After seventh period, when I was at my locker, Mila caught up to me. She caught the tension—the way my shoulders stayed tense after class, how I shoved my books in my bag as though they’d wronged me. She brushed close, low enough so only I could hear.

“What was that with Logan?”

“Nothing.”

She tilted her head, unconvinced. “Looked like something.”

I smirked faintly, too brittle to be real. “I’ll tell you later.”

It was the best I could give her in a hallway with ears everywhere.

By the time we hit the locker room, it was the usual chaos—gear slamming into lockers, somebody blasting tinny music through a speaker, half the guys shouting over each other as if it were their job. I dropped onto the bench, tugged at the laces of my skates, head still buzzing from Logan’s warning earlier in the hall.

Theo slid onto the bench beside me, hoodie half-zipped, calm in a way that felt calculated. But his jaw was too tight, his eyes fixed on the tape as though it owed him something—more guarded than usual, as if he carried a weight he wasn’t ready to share.

“Met with Tori,” he muttered. “Nothing solid. But she’s jumpy. Like she knows something and doesn’t want to be the one to say it.”

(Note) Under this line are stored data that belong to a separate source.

PR #524, opened 2024-08-12
Provide 500ms for speculative blocks

heifner:
Since https://github.com/AntelopeIO/leap/pull/1481 speculative blocks honor block deadlines so that "Start speculative blocks every block interval but not more often". However, since 50ms threshold was use it could set a deadline that would be hit before another block came causing a needless restart of a transaction and restart of a block.

For example:
```
info  2024-08-12T15:18:22.511 nodeos    controller.cpp:3525           log_applied          ] Received block ebede3ba155c0f61... #2154995 @ 2024-08-12T15:18:22.500 signed by lioninjungle [trxs: 2, lib: 2154993, net: 432, cpu: 351, elapsed: 619, time: 1966, latency: 11 ms]
debug 2024-08-12T15:18:22.511 nodeos    producer_plugin.cpp:2005      start_block          ] Starting block #2154996 2024-08-12T15:18:23.000 producer lioninjungle
debug 2024-08-12T15:18:22.511 nodeos    producer_plugin.cpp:2162      remove_expired_trxs  ] Processed 0 expired transactions of the 1 transactions in the unapplied queue.
debug 2024-08-12T15:18:22.511 nodeos    producer_plugin.cpp:2643      schedule_production_ ] Speculative Block Created; Scheduling Speculative/Production Change
debug 2024-08-12T15:18:22.511 nodeos    producer_plugin.cpp:2699      schedule_delayed_pro ] Scheduling Speculative/Production Change at 2024-08-12T15:18:47.500
debug 2024-08-12T15:18:22.685 nodeos    producer_plugin.cpp:869       restart_speculative_ ] Restarting exhausted speculative block #2154996
debug 2024-08-12T15:18:22.685 nodeos    producer_plugin.cpp:309       report               ] Block #2154996 lioninjungle trx idle: 173057us out of 173987us, success: 0, 0us, fail: 0, 0us, transient: 0, 0us, other: 930us
debug 2024-08-12T15:18:22.685 nodeos    producer_plugin.cpp:2005      start_block          ] Starting block #2154996 2024-08-12T15:18:23.000 producer lioninjungle
debug 2024-08-12T15:18:22.685 nodeos    producer_plugin.cpp:2162      remove_expired_trxs  ] Processed 0 expired transactions of the 2 transactions in the unapplied queue.
debug 2024-08-12T15:18:22.685 nodeos    producer_plugin.cpp:2553      process_incoming_trx ] Processing 1 pending transactions
debug 2024-08-12T15:18:22.685 nodeos    producer_plugin.cpp:2579      process_incoming_trx ] Processed 1 pending transactions, 0 left
debug 2024-08-12T15:18:22.685 nodeos    producer_plugin.cpp:2643      schedule_production_ ] Speculative Block Created; Scheduling Speculative/Production Change
debug 2024-08-12T15:18:22.685 nodeos    producer_plugin.cpp:2699      schedule_delayed_pro ] Scheduling Speculative/Production Change at 2024-08-12T15:18:47.500
debug 2024-08-12T15:18:22.971 nodeos    producer_plugin.cpp:783       on_incoming_block    ] received incoming block 2154996 0020e1f42cb0c29fb64575c9b3ed4a4135a43180eab3a0a950aa15c3bf189567
debug 2024-08-12T15:18:22.971 nodeos    producer_plugin.cpp:309       report               ] Block #2154996 lioninjungle trx idle: 284523us out of 286360us, success: 3, 1161us, fail: 0, 0us, transient: 0, 0us, other: 676us
debug 2024-08-12T15:18:22.973 nodeos    producer_plugin.cpp:666       on_block             ] Removed applied transactions before: 3, after: 1
info  2024-08-12T15:18:22.973 nodeos    controller.cpp:3525           log_applied          ] Received block 2cb0c29fb64575c9... #2154996 @ 2024-08-12T15:18:23.000 signed by lioninjungle [trxs: 2, lib: 2154994, net: 432, cpu: 251, elapsed: 641, time: 2026, latency: -26 ms]
```

Instead give a speculative block a full block interval (500ms) before considering it exhausted.

### DIFF
--- a/plugins/producer_plugin/producer_plugin.cpp
+++ b/plugins/producer_plugin/producer_plugin.cpp
@@ -1868,14 +1868,15 @@ producer_plugin_impl::start_block_result producer_plugin_impl::start_block() {
    _pending_block_deadline = block_timing_util::calculate_producing_block_deadline(_produce_block_cpu_effort, block_time);
    if (in_speculating_mode()) { // if we are producing, then produce block even if deadline has passed
       // speculative block, no reason to start a block that will immediately be re-started, set deadline in the future
-      // a block should come in during this time, if not then just keep creating the block every produce_block_cpu_effort
-      if (now + fc::milliseconds(config::block_interval_ms/10) > _pending_block_deadline) {
-         _pending_block_deadline = now + _produce_block_cpu_effort;
+      // a block should come in during this time, if not then just keep creating the block every block_interval_ms
+      if (now + fc::milliseconds(config::block_interval_ms) > _pending_block_deadline) {
+         _pending_block_deadline = now + fc::milliseconds(config::block_interval_ms);
       }
    }
    const auto& preprocess_deadline = _pending_block_deadline;
 
-   fc_dlog(_log, "Starting block #${n} ${bt} producer ${p}", ("n", pending_block_num)("bt", block_time)("p", scheduled_producer.producer_name));
+   fc_dlog(_log, "Starting block #${n} ${bt} producer ${p}, deadline ${d}",
+           ("n", pending_block_num)("bt", block_time)("p", scheduled_producer.producer_name)("d", _pending_block_deadline));
 
    try {
 


ericpassmore:
Note:start
group: STABILITY
category: INTERNALS
summary: Provide 500ms for speculative blocks.
Note:end

plugins/producer_plugin/producer_plugin.cpp
```diff
@@ -1868,14 +1868,15 @@ producer_plugin_impl::start_block_result producer_plugin_impl::start_block() {
    _pending_block_deadline = block_timing_util::calculate_producing_block_deadline(_produce_block_cpu_effort, block_time);
    if (in_speculating_mode()) { // if we are producing, then produce block even if deadline has passed
       // speculative block, no reason to start a block that will immediately be re-started, set deadline in the future
-      // a block should come in during this time, if not then just keep creating the block every produce_block_cpu_effort
-      if (now + fc::milliseconds(config::block_interval_ms/10) > _pending_block_deadline) {
-         _pending_block_deadline = now + _produce_block_cpu_effort;
+      // a block should come in during this time, if not then just keep creating the block every block_interval_ms
```
greg7mdp, line 1871: that three line comment doesn't seem very clear to me.

greg7mdp (approved):

plugins/producer_plugin/producer_plugin.cpp
heifner: I re-read the comments. Not sure what I can change/add there. Any ideas?

greg7mdp: I guess I don't understand why `block_interval_ms` is the right deadline, why we thought that 50ms was better before, etc...
I know we talked about it during the meeting but I don't really understand the reasoning behind it. Maybe you can explain it to me in a conversation and then I can suggest a new comment.

heifner: This is for speculative block production. Before we used `_produce_block_cpu_effort` which is `block_interval_ms - block-offset`. The block offset is just a configurable amount that provides time for the block to reach the next block producer. I don't really see a point of factoring that into this. The 50ms before was just a threshold for if the `_produce_block_cpu_effort` should be added on to now. We used to wait indefinitely for a block to come in when creating a speculative block. We decided it was good to re-start a speculative block every block interval so that any speculative transactions would be able to run using the current block time. This change simplified the logic and just uses `block_interval_ms` so we get a new speculative block every 500ms. In general we expect a new block to be received in that time frame which will abort the speculative block, apply the received block, and start a new speculative block.

greg7mdp: Wow, this is a great explanation. Thank you Kevin.

I tried to translate my understanding into a comment:

```
// in speculating mode, we want to start creating blocks on a regular basis so that we can
// execute speculative transaction with the current block time.
// If a block is received, we will be able to abort the speculative block when the current
// transaction completes (a maximum of 150ms) - this because we currently don't interrupt transactions.
// We could set a `_pending_block_deadline` less than 150ms in order to minimize the delay before
// an incoming block can be processed. However the drawback is that the speculative block could
// potentially be restarted multiple times before incoming blocks.
```

PS: Why is it a problem if the speculative  block is restarted?

heifner: There is no problem to restart the speculative block, just wasteful. Wasteful in the time it takes to abort the current block and start a new one; but mostly wasteful in that you abort the trx at the deadline and it has to be restarted on the next speculative block.

greg7mdp: > There is no problem to restart the speculative block, just wasteful. Wasteful in the time it takes to abort the current block and start a new one; but mostly wasteful in that you abort the trx at the deadline and it has to be restarted on the next speculative block.

Do we care if it is wasteful? Since we didn't get a block we don't have much to do anyways, right? And maybe that makes nodeos more responsive to things like `get_info`?

heifner: There could be thousands of trxs queued up ready to execute. I think that is the important thing to optimize in this case.

This is one case where knowing if the node is a relay node vs an API node would allow us to make different choices.

greg7mdp: Thanks for the comment update!

greg7mdp (approved):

I kept my eyes on my skates. “Define jumpy.”

“She flinched when I brought up Elise and changed the subject fast.” He leaned closer. “I’ll give you the rest after practice.”

Across the room, Chase cursed about someone stealing his tape, a couple of guys laughing too loud, the smell of sweat and ice thick in the air. The noise enveloped us. But the weight of Theo’s words stuck, circling tighter than any drill Coach was about to throw at us.

Practice dragged. Coach was in one of his moods, riding every play, barking about precision as if we weren’t already grinding ourselves into the ice. My legs burned. My head was worse. Theo’s message. Elise’s silence. My father’s clipped dismissal about the boardwalk property, treating it as a case study, and I was supposed to learn the right lesson.

I didn’t need a shower after—I needed answers. But I hit the shower anyway. Habit.

I shot Mila a message once I was outside, hair still damp, bag in the backseat.

Me:You home? Okay if I stop by?

Mila:Mom’s out. So yeah.

By the time I pulled into her neighborhood, the sun was gone. Streetlights buzzed faint over cracked sidewalks and patchy lawns. Houses sat too close together, porches sagging, paint flaking, the opposite of the manicured bubble where I lived.

Her place was near the corner—a rental you could spot a mile away. Faded shutters, screen door hanging a little crooked, driveway gravel instead of paved. The porch light flickeredyellow across the warped steps where she stood waiting, hoodie pulled tight like she could disappear inside it.

She waited for me on the porch, arms crossed. The light cast her in a soft cone that made her look both fierce and small.

I killed the engine and climbed out, gravel crunching under my shoes. She stood on the porch, arms folded into her hoodie. Her eyes flicked to my hair.

“You’re wet.”

“Didn’t want to stink up your house.”